● What you should do
Exact copies of all records below are needed.

● Study material
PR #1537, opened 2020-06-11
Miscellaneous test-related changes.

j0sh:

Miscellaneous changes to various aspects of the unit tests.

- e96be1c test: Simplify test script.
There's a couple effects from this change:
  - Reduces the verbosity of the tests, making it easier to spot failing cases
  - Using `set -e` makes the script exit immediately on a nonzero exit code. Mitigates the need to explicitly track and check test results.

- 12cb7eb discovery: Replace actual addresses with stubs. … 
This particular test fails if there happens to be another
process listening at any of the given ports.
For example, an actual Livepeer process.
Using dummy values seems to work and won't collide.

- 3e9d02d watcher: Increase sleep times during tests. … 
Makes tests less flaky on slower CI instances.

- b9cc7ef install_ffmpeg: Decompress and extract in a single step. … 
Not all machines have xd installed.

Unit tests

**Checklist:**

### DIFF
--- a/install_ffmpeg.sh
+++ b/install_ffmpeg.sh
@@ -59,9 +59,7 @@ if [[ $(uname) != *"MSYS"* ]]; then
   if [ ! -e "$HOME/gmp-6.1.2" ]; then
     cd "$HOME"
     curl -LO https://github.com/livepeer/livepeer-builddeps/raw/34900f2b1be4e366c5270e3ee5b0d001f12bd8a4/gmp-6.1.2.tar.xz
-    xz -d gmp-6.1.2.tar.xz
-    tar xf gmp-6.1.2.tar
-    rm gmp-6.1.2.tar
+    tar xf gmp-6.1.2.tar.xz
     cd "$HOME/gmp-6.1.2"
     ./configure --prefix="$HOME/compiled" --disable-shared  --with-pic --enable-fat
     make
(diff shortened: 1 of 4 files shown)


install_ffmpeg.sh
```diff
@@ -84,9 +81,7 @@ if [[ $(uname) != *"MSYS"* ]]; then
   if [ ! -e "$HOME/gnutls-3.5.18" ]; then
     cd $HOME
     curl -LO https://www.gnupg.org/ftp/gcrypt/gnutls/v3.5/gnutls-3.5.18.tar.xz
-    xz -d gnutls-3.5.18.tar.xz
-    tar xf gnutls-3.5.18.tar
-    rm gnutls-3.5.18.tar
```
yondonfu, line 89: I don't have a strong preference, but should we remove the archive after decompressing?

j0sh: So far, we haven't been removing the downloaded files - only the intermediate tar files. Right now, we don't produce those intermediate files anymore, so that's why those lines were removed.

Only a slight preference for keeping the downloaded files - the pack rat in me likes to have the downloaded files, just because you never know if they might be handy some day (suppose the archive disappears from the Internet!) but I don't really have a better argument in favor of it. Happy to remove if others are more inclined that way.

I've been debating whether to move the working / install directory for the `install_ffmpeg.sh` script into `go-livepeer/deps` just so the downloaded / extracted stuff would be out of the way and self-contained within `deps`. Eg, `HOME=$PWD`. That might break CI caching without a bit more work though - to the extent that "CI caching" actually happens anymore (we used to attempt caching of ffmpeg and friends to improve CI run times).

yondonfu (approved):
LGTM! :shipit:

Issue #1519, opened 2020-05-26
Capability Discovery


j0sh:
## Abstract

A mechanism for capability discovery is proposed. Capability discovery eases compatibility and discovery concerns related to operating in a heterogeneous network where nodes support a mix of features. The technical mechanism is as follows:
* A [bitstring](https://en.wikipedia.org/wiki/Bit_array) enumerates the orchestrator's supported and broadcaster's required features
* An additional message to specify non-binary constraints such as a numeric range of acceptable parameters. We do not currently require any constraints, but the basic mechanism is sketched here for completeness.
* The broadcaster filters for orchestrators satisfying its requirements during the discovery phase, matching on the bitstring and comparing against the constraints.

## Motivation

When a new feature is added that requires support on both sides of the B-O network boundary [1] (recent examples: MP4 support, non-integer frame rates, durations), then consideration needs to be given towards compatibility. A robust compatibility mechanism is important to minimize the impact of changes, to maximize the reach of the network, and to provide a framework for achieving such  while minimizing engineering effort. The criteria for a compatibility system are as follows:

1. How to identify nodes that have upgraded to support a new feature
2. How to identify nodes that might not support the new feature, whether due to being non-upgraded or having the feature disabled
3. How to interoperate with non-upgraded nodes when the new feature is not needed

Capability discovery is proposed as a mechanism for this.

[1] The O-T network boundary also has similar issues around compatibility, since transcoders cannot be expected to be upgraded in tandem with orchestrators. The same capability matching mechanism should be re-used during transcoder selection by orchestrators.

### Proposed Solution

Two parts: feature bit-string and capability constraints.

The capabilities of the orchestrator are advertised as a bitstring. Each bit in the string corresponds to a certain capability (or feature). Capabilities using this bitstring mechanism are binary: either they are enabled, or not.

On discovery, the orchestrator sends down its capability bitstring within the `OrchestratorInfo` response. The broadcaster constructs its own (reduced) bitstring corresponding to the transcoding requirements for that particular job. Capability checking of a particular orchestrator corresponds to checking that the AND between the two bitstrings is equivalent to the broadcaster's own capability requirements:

● Solution to this exercise
PR #1537, opened 2020-06-11
Miscellaneous test-related changes.

j0sh:

Miscellaneous changes to various aspects of the unit tests.

- e96be1c test: Simplify test script.
There's a couple effects from this change:
  - Reduces the verbosity of the tests, making it easier to spot failing cases
  - Using `set -e` makes the script exit immediately on a nonzero exit code. Mitigates the need to explicitly track and check test results.

- 12cb7eb discovery: Replace actual addresses with stubs. … 
This particular test fails if there happens to be another
process listening at any of the given ports.
For example, an actual Livepeer process.
Using dummy values seems to work and won't collide.

- 3e9d02d watcher: Increase sleep times during tests. … 
Makes tests less flaky on slower CI instances.

- b9cc7ef install_ffmpeg: Decompress and extract in a single step. … 
Not all machines have xd installed.

Unit tests

**Checklist:**

### DIFF
--- a/install_ffmpeg.sh
+++ b/install_ffmpeg.sh
@@ -59,9 +59,7 @@ if [[ $(uname) != *"MSYS"* ]]; then
   if [ ! -e "$HOME/gmp-6.1.2" ]; then
     cd "$HOME"
     curl -LO https://github.com/livepeer/livepeer-builddeps/raw/34900f2b1be4e366c5270e3ee5b0d001f12bd8a4/gmp-6.1.2.tar.xz
-    xz -d gmp-6.1.2.tar.xz
-    tar xf gmp-6.1.2.tar
-    rm gmp-6.1.2.tar
+    tar xf gmp-6.1.2.tar.xz
     cd "$HOME/gmp-6.1.2"
     ./configure --prefix="$HOME/compiled" --disable-shared  --with-pic --enable-fat
     make
(diff shortened: 1 of 4 files shown)


install_ffmpeg.sh
```diff
@@ -84,9 +81,7 @@ if [[ $(uname) != *"MSYS"* ]]; then
   if [ ! -e "$HOME/gnutls-3.5.18" ]; then
     cd $HOME
     curl -LO https://www.gnupg.org/ftp/gcrypt/gnutls/v3.5/gnutls-3.5.18.tar.xz
-    xz -d gnutls-3.5.18.tar.xz
-    tar xf gnutls-3.5.18.tar
-    rm gnutls-3.5.18.tar
```
yondonfu, line 89: I don't have a strong preference, but should we remove the archive after decompressing?

j0sh: So far, we haven't been removing the downloaded files - only the intermediate tar files. Right now, we don't produce those intermediate files anymore, so that's why those lines were removed.

Only a slight preference for keeping the downloaded files - the pack rat in me likes to have the downloaded files, just because you never know if they might be handy some day (suppose the archive disappears from the Internet!) but I don't really have a better argument in favor of it. Happy to remove if others are more inclined that way.

I've been debating whether to move the working / install directory for the `install_ffmpeg.sh` script into `go-livepeer/deps` just so the downloaded / extracted stuff would be out of the way and self-contained within `deps`. Eg, `HOME=$PWD`. That might break CI caching without a bit more work though - to the extent that "CI caching" actually happens anymore (we used to attempt caching of ffmpeg and friends to improve CI run times).

yondonfu (approved):
LGTM! :shipit:

Issue #1519, opened 2020-05-26
Capability Discovery


j0sh:
## Abstract

A mechanism for capability discovery is proposed. Capability discovery eases compatibility and discovery concerns related to operating in a heterogeneous network where nodes support a mix of features. The technical mechanism is as follows:
* A [bitstring](https://en.wikipedia.org/wiki/Bit_array) enumerates the orchestrator's supported and broadcaster's required features
* An additional message to specify non-binary constraints such as a numeric range of acceptable parameters. We do not currently require any constraints, but the basic mechanism is sketched here for completeness.
* The broadcaster filters for orchestrators satisfying its requirements during the discovery phase, matching on the bitstring and comparing against the constraints.

## Motivation

When a new feature is added that requires support on both sides of the B-O network boundary [1] (recent examples: MP4 support, non-integer frame rates, durations), then consideration needs to be given towards compatibility. A robust compatibility mechanism is important to minimize the impact of changes, to maximize the reach of the network, and to provide a framework for achieving such  while minimizing engineering effort. The criteria for a compatibility system are as follows:

1. How to identify nodes that have upgraded to support a new feature
2. How to identify nodes that might not support the new feature, whether due to being non-upgraded or having the feature disabled
3. How to interoperate with non-upgraded nodes when the new feature is not needed

Capability discovery is proposed as a mechanism for this.

[1] The O-T network boundary also has similar issues around compatibility, since transcoders cannot be expected to be upgraded in tandem with orchestrators. The same capability matching mechanism should be re-used during transcoder selection by orchestrators.

### Proposed Solution

Two parts: feature bit-string and capability constraints.

The capabilities of the orchestrator are advertised as a bitstring. Each bit in the string corresponds to a certain capability (or feature). Capabilities using this bitstring mechanism are binary: either they are enabled, or not.

On discovery, the orchestrator sends down its capability bitstring within the `OrchestratorInfo` response. The broadcaster constructs its own (reduced) bitstring corresponding to the transcoding requirements for that particular job. Capability checking of a particular orchestrator corresponds to checking that the AND between the two bitstrings is equivalent to the broadcaster's own capability requirements:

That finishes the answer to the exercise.